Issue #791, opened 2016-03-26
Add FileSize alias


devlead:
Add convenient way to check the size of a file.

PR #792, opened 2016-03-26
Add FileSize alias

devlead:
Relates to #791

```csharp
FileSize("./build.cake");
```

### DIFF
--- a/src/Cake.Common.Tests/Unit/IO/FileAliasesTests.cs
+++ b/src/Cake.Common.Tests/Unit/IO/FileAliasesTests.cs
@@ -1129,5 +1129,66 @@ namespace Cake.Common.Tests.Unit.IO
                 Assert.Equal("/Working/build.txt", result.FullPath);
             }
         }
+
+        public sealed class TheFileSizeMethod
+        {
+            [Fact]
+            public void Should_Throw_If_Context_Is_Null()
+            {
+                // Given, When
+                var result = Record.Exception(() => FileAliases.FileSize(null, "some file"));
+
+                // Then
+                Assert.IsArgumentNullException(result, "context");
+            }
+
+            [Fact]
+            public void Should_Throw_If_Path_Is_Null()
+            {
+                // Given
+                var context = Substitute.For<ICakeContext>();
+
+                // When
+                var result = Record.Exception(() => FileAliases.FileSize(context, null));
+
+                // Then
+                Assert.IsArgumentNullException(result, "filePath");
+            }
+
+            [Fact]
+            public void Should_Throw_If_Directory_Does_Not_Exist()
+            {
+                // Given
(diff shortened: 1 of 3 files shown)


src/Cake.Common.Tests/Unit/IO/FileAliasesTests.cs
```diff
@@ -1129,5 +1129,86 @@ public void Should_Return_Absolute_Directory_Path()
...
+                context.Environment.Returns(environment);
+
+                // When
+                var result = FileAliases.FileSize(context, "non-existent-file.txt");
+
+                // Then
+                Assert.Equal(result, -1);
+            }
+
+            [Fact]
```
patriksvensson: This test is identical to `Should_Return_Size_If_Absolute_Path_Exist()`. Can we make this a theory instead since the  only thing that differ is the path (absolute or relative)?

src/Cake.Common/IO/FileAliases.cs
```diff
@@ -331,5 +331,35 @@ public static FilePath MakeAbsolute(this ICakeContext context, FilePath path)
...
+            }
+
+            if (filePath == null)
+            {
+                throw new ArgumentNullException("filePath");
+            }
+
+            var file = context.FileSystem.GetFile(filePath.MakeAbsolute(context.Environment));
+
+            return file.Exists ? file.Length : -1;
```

* * *

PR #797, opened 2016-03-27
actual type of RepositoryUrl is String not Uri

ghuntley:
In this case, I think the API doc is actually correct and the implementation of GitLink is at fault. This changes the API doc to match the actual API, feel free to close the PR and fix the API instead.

---

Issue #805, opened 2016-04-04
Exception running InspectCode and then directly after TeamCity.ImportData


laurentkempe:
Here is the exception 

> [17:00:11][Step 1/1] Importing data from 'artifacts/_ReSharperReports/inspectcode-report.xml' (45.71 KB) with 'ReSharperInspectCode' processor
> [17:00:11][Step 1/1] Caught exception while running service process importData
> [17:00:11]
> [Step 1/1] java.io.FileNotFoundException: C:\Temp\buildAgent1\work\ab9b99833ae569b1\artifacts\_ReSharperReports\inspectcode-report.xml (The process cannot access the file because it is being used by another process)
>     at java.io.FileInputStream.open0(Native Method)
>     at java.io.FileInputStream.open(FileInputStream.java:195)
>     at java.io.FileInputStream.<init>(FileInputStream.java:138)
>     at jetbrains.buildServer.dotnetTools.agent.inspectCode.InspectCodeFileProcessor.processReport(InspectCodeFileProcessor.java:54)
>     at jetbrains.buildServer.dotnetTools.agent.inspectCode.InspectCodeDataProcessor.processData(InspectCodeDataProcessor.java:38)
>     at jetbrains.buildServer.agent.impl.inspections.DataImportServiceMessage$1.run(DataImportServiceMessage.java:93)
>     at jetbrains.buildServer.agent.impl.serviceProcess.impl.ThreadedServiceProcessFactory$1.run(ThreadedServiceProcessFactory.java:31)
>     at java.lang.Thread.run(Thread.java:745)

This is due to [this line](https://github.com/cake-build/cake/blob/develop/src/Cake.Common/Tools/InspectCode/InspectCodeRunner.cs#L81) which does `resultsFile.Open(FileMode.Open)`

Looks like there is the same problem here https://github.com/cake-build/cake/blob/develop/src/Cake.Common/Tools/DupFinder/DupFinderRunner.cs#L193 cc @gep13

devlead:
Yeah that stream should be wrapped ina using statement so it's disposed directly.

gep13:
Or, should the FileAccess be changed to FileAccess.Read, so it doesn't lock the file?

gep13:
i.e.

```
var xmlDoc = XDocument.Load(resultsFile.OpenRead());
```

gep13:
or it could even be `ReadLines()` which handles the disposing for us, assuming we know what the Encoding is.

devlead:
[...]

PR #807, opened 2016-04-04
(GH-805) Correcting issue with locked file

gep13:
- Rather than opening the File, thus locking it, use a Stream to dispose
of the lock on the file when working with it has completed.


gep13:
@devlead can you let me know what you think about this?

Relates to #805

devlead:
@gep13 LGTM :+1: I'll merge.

## What to work on
In your answer, include only the lines above starting at the line that holds "Issue #791, opened 2016-03-26" and ending at the line that holds "-1129,5 +1129,66 @@ namespace Cake.Common.Tests.Unit.IO", copied exactly.

## Answer space
Issue #791, opened 2016-03-26
Add FileSize alias


devlead:
Add convenient way to check the size of a file.

PR #792, opened 2016-03-26
Add FileSize alias

devlead:
Relates to #791

```csharp
FileSize("./build.cake");
```

### DIFF
--- a/src/Cake.Common.Tests/Unit/IO/FileAliasesTests.cs
+++ b/src/Cake.Common.Tests/Unit/IO/FileAliasesTests.cs
@@ -1129,5 +1129,66 @@ namespace Cake.Common.Tests.Unit.IO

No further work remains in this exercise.